Let's denote the mass of the lightest piece as \(m\). Therefore, other two pieces have masses of \(2m\) and \(3m\). The speed for the first two pieces is given as \(31.4 \, m/s\). Although the problem states the third piece also flies off, it does not specify its speed or direction. That's what we need to find.

Calculate Sum of Momenta

The total momentum of the system is the vector sum of individual momenta of the three pieces. The momentum (denoted by \(\vec{p}\)) can be calculated with the formula \(p = m \cdot v\), where \(m\) is the mass and \(v\) is the velocity of the object. The first piece has momentum \(31.4m\), the second piece has momentum \(62.8m\). Since there is no external force acting on the object, the total momentum after the explosion should be zero.

Calculate the velocity of the third piece

In order to maintain the total momentum as zero, the momentum of the third piece must be equal to the sum of the momenta of the first two pieces (but in the opposite direction), i.e., \((31.4m + 62.8m) = -94.2m\). Dividing this by the mass of the third piece \(3m\), we find the speed of the third piece is \(-94.2m/(3m) = -31.4 \, m/s\).

Determine the direction of the third piece

The third piece moves in the opposite direction to the sum of the momenta of the two other pieces. This is perpendicular to the direction of the piece\(2m\) and opposite to the direction of \(m\), which the angle from the line of travel of the least massive piece is \(180\) degrees.

Key concepts

Linear Momentum

Linear momentum is a measure of an object's motion, combining its mass and velocity into a single quantity represented as \textbf{\(\boldsymbol{\boldsymbol{\boldsymbol{p}}} = m \times v\)}. In the context of an explosion problem, such as a vessel at rest breaking into pieces, the total linear momentum before and after the event remains constant if no external forces act on the system.

This principle, known as the conservation of linear momentum, allows us to solve for unknowns when an object breaks apart. Since the vessel in the exercise was initially at rest, its total momentum was zero. Following the explosion, the momentum of all pieces, when vectorially added, must also result in zero to satisfy conservation laws. Hence, the directions and magnitudes of the velocities of the pieces are constrained by the mass and velocity of each fragment.

Explosion Problem

An explosion problem involves an object that breaks apart into multiple pieces spontaneously.
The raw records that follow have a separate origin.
PR #514, opened 2021-06-10
stream: add options to the producer daemon for the maximum size of each message and the total batch of those;

ajscholl:
The producer daemon now gains a lot more intelligence (for good or bad) about how to batch messages. Each aggregate and batch can grow to a maximum number of bytes (and we also know about how many bytes a compressed message roughly consumes). By default we use the numbers for SNS/SQS there.


pkg/stream/output_in_memory.go
```diff
@@ -2,6 +2,7 @@ package stream
 
 import (
 	"context"
+	"encoding/json"
```
j4k4, line 5: json package again?

pkg/stream/producer_daemon_aggregator.go
```diff
@@ -0,0 +1,237 @@
+package stream
+
+import (
+	"bytes"
+	"compress/gzip"
+	"encoding/json"
```
j4k4, line 6: here again the json package?

pkg/stream/producer_daemon_aggregator_test.go
```diff
@@ -0,0 +1,352 @@
...
+type aggregatorTestCase struct {
+	aggregationSize    int
+	aggregationMaxSize int
+	compression        stream.CompressionType
+
+	messages []*stream.Message
+	flushes  []expectedFlush
+}
+
+type expectedFlush struct {
```
j4k4, line 25: can we group types and receiver functions?

j4k4 (approved):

The key to solving such a problem lies in the concept of momentum conservation. Before the explosion, the object is typically at rest, and hence, the total momentum of the system is zero. After the explosion, despite pieces flying off in different directions, the vector sum of their momenta must still be zero.

With the information given for two of the pieces in our exercise (masses and velocities), we can deduce the momentum of the third piece so that the system adheres to momentum conservation. This sort of problem is an excellent exercise in both applying the conservation laws of physics and in handling vector quantities that have direction and magnitude.

Vector Summation

Vector summation is the process of adding two or more vectors together to find a resultant vector. Vectors have both magnitude and direction, which makes their sum different from just adding numerical values. In physics problems, especially those involving momenta, it is crucial to consider the direction of each vector.

To sum vectors, one must combine the horizontal components and then the vertical components separately. If the vectors are perpendicular, as in our example with the pieces flying off at right angles, the summing process simplifies, because their non-common components are zero. To solve the explosion problem, we added the momenta vectors (product of mass and velocity) of two pieces to find the third one's momentum, keeping in mind the total resultant momentum should be zero to satisfy conservation laws.